PR #111, opened 2024-04-09
RPC client plans

seancolsen:
Here's what I have in-mind for how the client side of the JSON-RPC API would work.

**[Rendered](https://github.com/mathesar-foundation/mathesar-wiki/blob/rpc_client/docs/projects/2024/architecture-transition/rpc-client.md)**

### DIFF
--- a/docs/projects/2024/architecture-transition/rpc-client.md
+++ b/docs/projects/2024/architecture-transition/rpc-client.md
@@ -1,0 +1,153 @@
+# JSON-RPC client plans
+
+## Examples of how the API would be called
+
+### Non-batched, non-cancellable
+
+```ts
+/** @type {ApiRequest<Spacecraft>>} */
+const request = api.spacecrafts.get({ id: 42 });
+
+/** @type {Promise<Spacecraft>} */
+const promise = request.run();
+
+/** @type {Spacecraft} */
+const spacecraft = await promise; // Might throw!
+```
+
+### Non-batched, cancellable
+
+```ts
+/** @type {ApiRequest<Spacecraft>>} */
+const request = api.spacecrafts.get({ id: 42 });
+
+/** @type {CancellablePromise<Spacecraft | undefined>} */
+const promise = request.cancellableRun();
+
+/**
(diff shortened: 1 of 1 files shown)


seancolsen:
@pavish Can you review these plans and let me know if you have any concerns? They're loose plans at the moment. I would expect some things within "Lower level types" to change. That section is mostly there to help supplement the top section. The "Examples of how the API would be called" is what I want you to focus on. If you're okay with this, then I'd expect the structure of that code to mostly follow what I have here.

docs/projects/2024/architecture-transition/rpc-client.md
```diff
@@ -0,0 +1,153 @@
+# JSON-RPC client plans
+
+## Examples of how the API would be called
+
+### Non-batched, non-cancellable
```
pavish, line 5: Why do we need `non-cancellable` requests?

docs/projects/2024/architecture-transition/rpc-client.md
```diff
@@ -0,0 +1,153 @@
...
+
+```ts
+/** @type {ApiRequest<Spacecraft>>} */
+const request = api.spacecrafts.get({ id: 42 });
+
+/** @type {CancellablePromise<Spacecraft | undefined>} */
+const promise = request.cancellableRun();
+
+/**
+ * Resolves to `undefined` if canceled.
```
pavish, line 28: Cancelled requests should not resolve or reject at higher layers. They definitely should not resolve to `undefined`.

The idea behind a cancelled request is that any layer of top of it should not have to worry about it anymore. Resolving to `undefined` makes it a problem of the higher layers instead of dealing with it within CancellablePromise.

pavish (changes requested):
@seancolsen I have some comments regarding cancellable requests that we should address before proceeding.

seancolsen:
@pavish and I had a quick call about this. I had misunderstood the way our `CancellablePromise` works.

I've updated the spec now. It's much simpler! Yay!

Please re-review, @pavish

pavish (approved):
Looks good to me!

******

Whenever "higher" occurs in a line above, copy that line.

pavish, line 28: Cancelled requests should not resolve or reject at higher layers. They definitely should not resolve to `undefined`.
The idea behind a cancelled request is that any layer of top of it should not have to worry about it anymore. Resolving to `undefined` makes it a problem of the higher layers instead of dealing with it within CancellablePromise.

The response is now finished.